La Turquie sait bien que la Russie et l’Iran peuvent armer les Kurdes syriens si Ankara décide d’occuper le nord-est de la Syrie. Pareille incursion pourrait entraîner la Turquie dans le marasme syrien. Il est encore trop tôt pour en arriver à ce genre de relations entre les alliés (Iran, Russie, Turquie) et l’on s’attend à ce que la Turquie s’avance dans une zone restreinte au nord-est de la Syrie.
Les Kurdes demeurent les plus grands perdants. Ce qui s’est passé à Afrin est un exemple éloquent. Les Kurdes ont abandonné leur ville, mais ont refusé de laisser le gouvernement syrien en prendre le contrôle. La bataille d’Afrin a fait ressortir les limites des Kurdes à défendre seuls leur territoire. L’instinct de survie a poussé les Kurdes à fuir et à abandonner leur territoire. Si les Kurdes ne parviennent pas à un accord avec Damas, et le plus tôt sera le mieux, il leur restera très peu d’endroits où se réfugier. Le président Assad est prêt à les accueillir à bras ouverts, du moment qu’ils cessent de protéger les USA.

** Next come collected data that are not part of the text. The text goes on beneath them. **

PR #807, opened 2026-09-01
agent: bounded, cancelable journal scanning with incremental fold caching — no truncation

### LINKED ISSUE #448: Persisted job activity reads unbounded journals before applying limits

### LINKED ISSUE #806: delegatestore.ScanEvents: io.ReadAll lost os.ReadFile's pre-allocation
Noted during #448's simplify pass: the bounded scanner reads the delegate journal via io.LimitReader + io.ReadAll, which grows its buffer by doubling, where the old os.ReadFile pre-allocated via Stat. For journals approaching the 128MiB scan ceiling that's real extra copying. Fix is small (Stat + bytes.Buffer.Grow or a sized ReadFull loop) but adds code, so it was out of scope for the simplify pass. agent/internal/delegatestore/read_events.go.

### LINKED ISSUE #812: Activity continuation never advances: resume re-projects from scratch with a fresh budget
Latent defect surfaced by a probe test during PR #807's round (roborev finding 1): projection's pre-existing mid-list continuation does not skip already-shown records on resume — it re-projects the same ordered list from the start with a fresh budget, so pagination can return the same window repeatedly. This was invisible under the old fully-unbounded load and became reviewer-visible once load-time ceilings cut earlier. PR #807 responded by removing the non-advancing load-truncation continuation (honest Truncated-without-continuation); fixing resumable pagination properly needs a real cursor (position/offset the projector honors). Related: #450 (the continuation test asserts only non-emptiness, not progress). agent/jobs_activity.go projection/continuation path.

obra:
Fixes #448. Fixes #806. Fixes #812 (on this surface).

Two layers, one PR (originally stacked, collapsed after review showed they must merge as a unit):

**Bounded plumbing:** jobstore/delegatestore ScanEvents are streaming, cancelable, and per-line bounded (linecap: ctx-checked, capped drain); cancellation propagates from descendants instead of being swallowed; the hub-reachable ThreadRead path uses the same bounded scan; corruption (an oversized line) is classified at the shared choke point — the thread still renders, the delegate-status/activity surfaces carry an explicit file+line diagnostic, and no unrelated surface is bricked.

**Incremental fold (the maintainer's 'Tuesday' ruling — truncation of legitimate history is unacceptable):** journals are append-only, so folds are cached (foldcache: LRU values with a never-evicted per-path epoch map, singleflight-coalesced on a detached context, staleness by size/mtime plus a 64-byte tail probe that catches same-size and mtime-pinned rewrites) and each request replays only the appended delta. Continuations carry real advancing cursors (ResumeIndex + epochs; explicit-depth loading so max-depth continuations load their target's children). The per-file scan ceilings are GONE — a 200k-event journal folds fully (the Tuesday crux test), every event reachable by pagination, with proven delta-reads (scan-stats assertions). What remains bounded is per-line size and per-request work, not history.

Pipeline provenance: three adversarial reviews (two lenses on the fold layer REFUTED with empirically-confirmed Criticals — eviction-reset epochs, ThreadRead blast radius — all fixed red-first), five roborev rounds on the plumbing layer, a scoped re-review in flight on the fold layer. ⚠️ Merge coordination with PR #472 unchanged: the fold cache wraps the scans, not loadHistoricalActivityBase's shape; #472's multi-source merge calls the same cached scans per source.


obra:
All 7 roborev findings addressed (4 commits, b95249e0d..8eb869a3a), strict red→green per finding:

1 (continuation rescans from byte zero): chose honest truncation over a cursor — a probe test proved the pre-existing continuation machinery never actually skips shown records on resume (latent defect, now filed separately), so minting one was worse than none; load-truncated sessions report Truncated with no continuation. 2 (depth-skip): placeholder snapshot so projection emits a proper Truncated branch + continuation. 3 (live path): comment now tells the truth — bounding LoadOrdered means redesigning cursor-trust invariants shared with live-append; filed as a follow-up. 4 (whole-file read): delegatestore now streams line-by-line with ctx checked per line — also Fixes #806. 5: ctx check per attention-status row. 6: cancellation checked before every limit-shaped return in both stores. 7: TornTail only for a genuinely unterminated file, correct by construction.

Follow-ups filed for the live-path bound and the non-advancing continuation.

obra:
this change would silently truncate user-visible content. it's not acceptable as is

obra:
All 8 findings from the rebased-head review addressed on this branch (tip ebd1dbca2), each red-first where reachable: LoadTruncated no longer mints a non-advancing continuation (suppressed via a loadTruncated flag); continuation paths capped and budget-charged per hop; the raw scan ceiling decoupled from the projection work budget (fixed 100k, 50x the work-unit budget); delegatestore MaxEvents checked before batch decode; delegate-journal truncation now propagates into LoadTruncated instead of hiding in a diagnostic; the double-fold and its error-swallowing removed; dead decode branches reverted; the depth-placeholder uses descriptor.TranscriptRef (its edge verified unreachable today and documented rather than faked into a test).

Note on merge sequencing: the stacked incremental-fold branch (removing truncation entirely per the maintainer's ruling — fold-once caching + advancing cursors) structurally supersedes several of these load-truncation mechanisms; this branch is kept correct standing alone, and the stack rebases over it. Recommend merging the pair together.

obra:
The rebased-head review's one Medium is fixed: an over-budget session (2001 owned records vs the 2000-unit budget) previously hit activityConsumeWorkUnit's refuse-without-consuming contract, leaving the budget unspent and every sibling journal still scanned. The call site now saturates the budget on refusal (usedWork = max), so the rest of the traversal sees zero remaining — red-checked with a 2001-record test (2 journals scanned pre-fix, exactly 1 after), sibling budget/depth/cancellation tests green. (On the stacked incremental-fold branch this shape is superseded by 1-unit-per-session accounting; the base stands correct alone.)

obra:
Rebased-head round addressed (a694e975b): LoadTruncated now copied through activityFilterSnapshotToDelegate (a continuation through a truncated parent no longer hides its incompleteness); load-phase depth is an explicit parameter set by every caller (0 at any depth-0 node) instead of len(visited)-1, so a max-path continuation loads the target's own children — red-checked with an activityMaxNewDepth+2 chain; both stale doc comments corrected. The depth derivation bug was also confirmed present on the stacked branch and fixed there in the same shape.

obra:
Consolidated round addressed (6 commits, tip 6063920b9) — every finding from the collapsed-head review plus the independent re-review's confirmations:

**Highs:** depth-boundary continuations no longer dead-on-arrival (mint/decode limits aligned, resumed end-to-end at the boundary); foldcache no longer assumes growth+mtime-change is an append — the tail probe runs on every incremental extension, so a truncate-and-rewrite-to-larger forces a full rescan and epoch bump.

**Mediums:** every truncation continuation constructor now threads real epochs (no more falsely-stale rejections after a bump); live pagination is bound to a checked revision (jobActivityClock) so mutable snapshots can't skip/duplicate across pages; delegatestore rechecks MaxEvents after the final batch; fold validation restored in the full-read wrapper (streaming scans stay unfolded, contract documented); journal delete/recreate carries a tombstone generation so an old continuation can't validate against a new file; the unterminated-complete-JSON duplication is closed by advancing the offset past any successfully-decoded line — chosen over exclusion after the first attempt broke a fuzz seed pinning the forensic reopen-recovery contract (JSON brace-balancing guarantees a valid decode is never a prefix of a longer record). The tail-probe same-size residual is documented as the accepted tradeoff per the independent re-review's implausibility analysis rather than strengthened.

Brett McGurk, l’ancien envoyé spécial des USA en Irak et en Syrie (sous Obama, puis sous Trump), a affirmé que « les deux présidents ont choisi et mis de l’avant la collaboration avec l’opposition soutenue par la Turquie, malheureusement truffée d’extrémistes, dont bon nombre sont liés à al-Qaeda ». L’entêtement des Kurdes syriens les conduit dans un aveuglement total vers une situation où aucune solution n’est possible. Incapables de tirer des leçons de l’histoire, ils s’entêtent encore à vouloir construire un État… sur le sable !
Les Kurdes irakiens ont perdu tous leurs privilèges lorsqu’ils ont tenté de proclamer un État indépendant. Trump croit que les Kurdes syriens sont des mercenaires dont les USA n’ont plus besoin. Sauf que les Kurdes refusent de voir la réalité en face.
Il existe un virus (certains appellent cela une malédiction) qui persécute ceux qui s’immiscent dans les affaires du Moyen-Orient ou y combattent. Ce virus affecte principalement les Américains, et maintenant les Kurdes. C’est le virus du « refus de tirer des leçons de l’histoire ».